═══ Records for processing
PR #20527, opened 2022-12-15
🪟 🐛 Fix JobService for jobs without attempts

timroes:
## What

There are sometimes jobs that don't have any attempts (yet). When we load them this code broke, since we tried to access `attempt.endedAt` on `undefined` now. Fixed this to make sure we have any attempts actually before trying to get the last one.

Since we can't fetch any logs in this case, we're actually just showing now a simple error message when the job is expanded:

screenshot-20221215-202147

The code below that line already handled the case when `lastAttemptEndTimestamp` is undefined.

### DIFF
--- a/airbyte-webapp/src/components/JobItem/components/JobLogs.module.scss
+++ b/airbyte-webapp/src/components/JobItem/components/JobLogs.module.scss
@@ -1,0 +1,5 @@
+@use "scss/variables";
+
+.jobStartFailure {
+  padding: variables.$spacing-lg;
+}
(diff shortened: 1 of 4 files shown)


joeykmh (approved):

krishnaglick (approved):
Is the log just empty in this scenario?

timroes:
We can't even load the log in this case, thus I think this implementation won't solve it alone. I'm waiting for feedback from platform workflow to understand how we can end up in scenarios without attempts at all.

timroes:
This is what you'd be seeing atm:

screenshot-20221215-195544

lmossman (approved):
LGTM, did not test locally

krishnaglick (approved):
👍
══════
═══ Records for processing
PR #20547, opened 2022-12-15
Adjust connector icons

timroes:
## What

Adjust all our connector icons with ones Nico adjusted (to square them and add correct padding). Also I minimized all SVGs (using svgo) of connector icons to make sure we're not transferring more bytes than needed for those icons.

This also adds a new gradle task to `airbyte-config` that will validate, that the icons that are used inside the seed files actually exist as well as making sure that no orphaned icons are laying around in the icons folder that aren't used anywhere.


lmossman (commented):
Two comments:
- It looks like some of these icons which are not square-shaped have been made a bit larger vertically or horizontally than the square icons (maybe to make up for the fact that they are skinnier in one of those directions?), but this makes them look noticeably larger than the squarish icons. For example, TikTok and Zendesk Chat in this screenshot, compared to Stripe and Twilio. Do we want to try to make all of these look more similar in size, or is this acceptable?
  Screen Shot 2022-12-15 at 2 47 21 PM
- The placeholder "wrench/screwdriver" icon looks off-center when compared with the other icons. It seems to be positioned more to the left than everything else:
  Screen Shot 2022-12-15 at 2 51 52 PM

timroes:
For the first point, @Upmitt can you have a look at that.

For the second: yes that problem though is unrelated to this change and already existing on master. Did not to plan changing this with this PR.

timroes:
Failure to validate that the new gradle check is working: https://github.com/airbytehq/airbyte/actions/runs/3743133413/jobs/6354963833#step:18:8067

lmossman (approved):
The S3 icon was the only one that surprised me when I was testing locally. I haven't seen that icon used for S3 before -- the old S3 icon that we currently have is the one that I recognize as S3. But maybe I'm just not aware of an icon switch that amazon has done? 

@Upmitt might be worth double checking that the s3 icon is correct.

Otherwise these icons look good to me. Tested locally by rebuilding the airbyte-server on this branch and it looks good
══════
═══ Records for processing
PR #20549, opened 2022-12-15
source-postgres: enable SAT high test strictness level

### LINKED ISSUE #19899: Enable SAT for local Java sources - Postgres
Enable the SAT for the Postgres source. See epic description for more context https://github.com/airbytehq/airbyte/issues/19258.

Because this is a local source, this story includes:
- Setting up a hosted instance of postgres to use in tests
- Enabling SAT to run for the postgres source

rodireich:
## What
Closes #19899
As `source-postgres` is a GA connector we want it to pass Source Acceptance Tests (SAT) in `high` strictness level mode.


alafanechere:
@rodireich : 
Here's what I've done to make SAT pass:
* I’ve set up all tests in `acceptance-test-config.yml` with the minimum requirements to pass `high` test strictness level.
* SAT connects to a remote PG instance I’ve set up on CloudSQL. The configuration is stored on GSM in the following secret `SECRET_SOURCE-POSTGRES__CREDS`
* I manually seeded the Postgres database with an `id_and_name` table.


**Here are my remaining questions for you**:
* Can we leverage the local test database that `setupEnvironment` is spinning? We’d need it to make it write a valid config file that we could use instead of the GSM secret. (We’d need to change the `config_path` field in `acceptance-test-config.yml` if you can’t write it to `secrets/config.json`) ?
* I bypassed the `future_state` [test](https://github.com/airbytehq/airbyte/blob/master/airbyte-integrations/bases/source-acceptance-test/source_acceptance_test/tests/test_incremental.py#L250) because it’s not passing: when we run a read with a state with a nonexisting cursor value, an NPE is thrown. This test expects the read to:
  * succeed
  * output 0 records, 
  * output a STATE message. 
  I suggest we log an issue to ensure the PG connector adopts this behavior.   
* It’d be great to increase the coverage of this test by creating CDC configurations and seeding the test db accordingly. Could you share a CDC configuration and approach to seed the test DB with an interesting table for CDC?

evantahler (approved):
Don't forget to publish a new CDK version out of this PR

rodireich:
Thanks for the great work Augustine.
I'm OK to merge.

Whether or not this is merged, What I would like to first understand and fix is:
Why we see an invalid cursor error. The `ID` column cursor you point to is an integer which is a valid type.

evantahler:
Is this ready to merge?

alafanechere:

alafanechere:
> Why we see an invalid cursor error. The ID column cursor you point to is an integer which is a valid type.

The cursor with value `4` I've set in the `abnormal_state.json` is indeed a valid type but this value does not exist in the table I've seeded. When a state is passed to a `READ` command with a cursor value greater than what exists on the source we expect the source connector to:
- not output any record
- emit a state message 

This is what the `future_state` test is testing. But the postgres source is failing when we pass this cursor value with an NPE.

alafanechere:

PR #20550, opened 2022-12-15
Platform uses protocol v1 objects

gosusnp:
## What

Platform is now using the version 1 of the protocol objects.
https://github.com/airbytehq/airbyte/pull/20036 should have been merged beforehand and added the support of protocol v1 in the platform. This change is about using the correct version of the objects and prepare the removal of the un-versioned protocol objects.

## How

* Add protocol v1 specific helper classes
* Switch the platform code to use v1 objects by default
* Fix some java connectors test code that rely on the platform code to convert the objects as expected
══════
## What needs to be done:
For each line above that contains the word "understand", make a copy.

## Response:
We can't even load the log in this case, thus I think this implementation won't solve it alone. I'm waiting for feedback from platform workflow to understand how we can end up in scenarios without attempts at all.
Whether or not this is merged, What I would like to first understand and fix is:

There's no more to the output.